INSTRUCTIONS FOR THE TASK: Where does the string "currently" appear in the material? Copy each line that holds it.

Segment Start: TASK DATA

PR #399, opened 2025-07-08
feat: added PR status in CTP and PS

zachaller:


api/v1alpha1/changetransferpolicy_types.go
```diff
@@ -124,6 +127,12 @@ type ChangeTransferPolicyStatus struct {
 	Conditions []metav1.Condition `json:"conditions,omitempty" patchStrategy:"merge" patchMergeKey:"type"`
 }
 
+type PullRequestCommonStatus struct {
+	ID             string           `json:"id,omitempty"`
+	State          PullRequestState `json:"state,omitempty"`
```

Segment End: TASK DATA
Segment Start: TASK DATA

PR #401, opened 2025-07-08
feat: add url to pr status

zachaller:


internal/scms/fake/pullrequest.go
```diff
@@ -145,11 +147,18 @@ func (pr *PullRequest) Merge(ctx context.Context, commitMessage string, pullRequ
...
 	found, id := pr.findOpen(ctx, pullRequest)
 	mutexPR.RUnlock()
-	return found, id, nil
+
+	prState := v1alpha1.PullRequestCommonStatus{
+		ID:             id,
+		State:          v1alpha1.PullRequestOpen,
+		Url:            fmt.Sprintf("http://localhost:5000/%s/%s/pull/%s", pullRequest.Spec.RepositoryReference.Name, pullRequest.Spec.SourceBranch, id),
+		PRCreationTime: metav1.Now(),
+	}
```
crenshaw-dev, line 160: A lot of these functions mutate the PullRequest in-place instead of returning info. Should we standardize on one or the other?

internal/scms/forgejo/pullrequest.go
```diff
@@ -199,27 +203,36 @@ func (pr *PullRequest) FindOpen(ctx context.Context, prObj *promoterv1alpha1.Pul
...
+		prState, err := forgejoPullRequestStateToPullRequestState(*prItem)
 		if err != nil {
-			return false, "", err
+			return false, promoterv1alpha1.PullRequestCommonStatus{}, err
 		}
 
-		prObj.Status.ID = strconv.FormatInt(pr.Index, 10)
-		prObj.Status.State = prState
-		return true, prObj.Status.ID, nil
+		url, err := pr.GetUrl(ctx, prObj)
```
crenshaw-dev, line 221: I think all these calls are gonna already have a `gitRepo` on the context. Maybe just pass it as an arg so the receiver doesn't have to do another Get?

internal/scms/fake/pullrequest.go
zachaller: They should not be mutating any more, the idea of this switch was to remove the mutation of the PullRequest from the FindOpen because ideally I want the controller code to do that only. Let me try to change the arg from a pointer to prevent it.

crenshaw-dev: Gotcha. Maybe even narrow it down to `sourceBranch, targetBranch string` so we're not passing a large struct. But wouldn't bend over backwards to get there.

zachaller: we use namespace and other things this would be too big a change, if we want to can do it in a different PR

Segment End: TASK DATA
Segment Start: TASK DATA

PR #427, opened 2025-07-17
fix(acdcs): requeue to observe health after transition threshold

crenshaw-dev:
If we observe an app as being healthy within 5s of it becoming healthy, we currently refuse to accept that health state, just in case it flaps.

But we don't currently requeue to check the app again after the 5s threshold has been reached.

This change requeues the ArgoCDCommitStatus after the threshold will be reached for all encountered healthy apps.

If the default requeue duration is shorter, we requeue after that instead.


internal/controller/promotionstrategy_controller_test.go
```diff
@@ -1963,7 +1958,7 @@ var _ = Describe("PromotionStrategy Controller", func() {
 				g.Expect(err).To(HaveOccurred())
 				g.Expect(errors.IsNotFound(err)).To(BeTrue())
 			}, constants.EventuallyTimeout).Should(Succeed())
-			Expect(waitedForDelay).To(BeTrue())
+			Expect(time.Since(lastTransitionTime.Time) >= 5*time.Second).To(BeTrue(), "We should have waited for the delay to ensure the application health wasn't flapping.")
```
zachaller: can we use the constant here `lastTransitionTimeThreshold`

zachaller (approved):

Segment End: TASK DATA

SOLUTION:
If we observe an app as being healthy within 5s of it becoming healthy, we currently refuse to accept that health state, just in case it flaps.
But we don't currently requeue to check the app again after the 5s threshold has been reached.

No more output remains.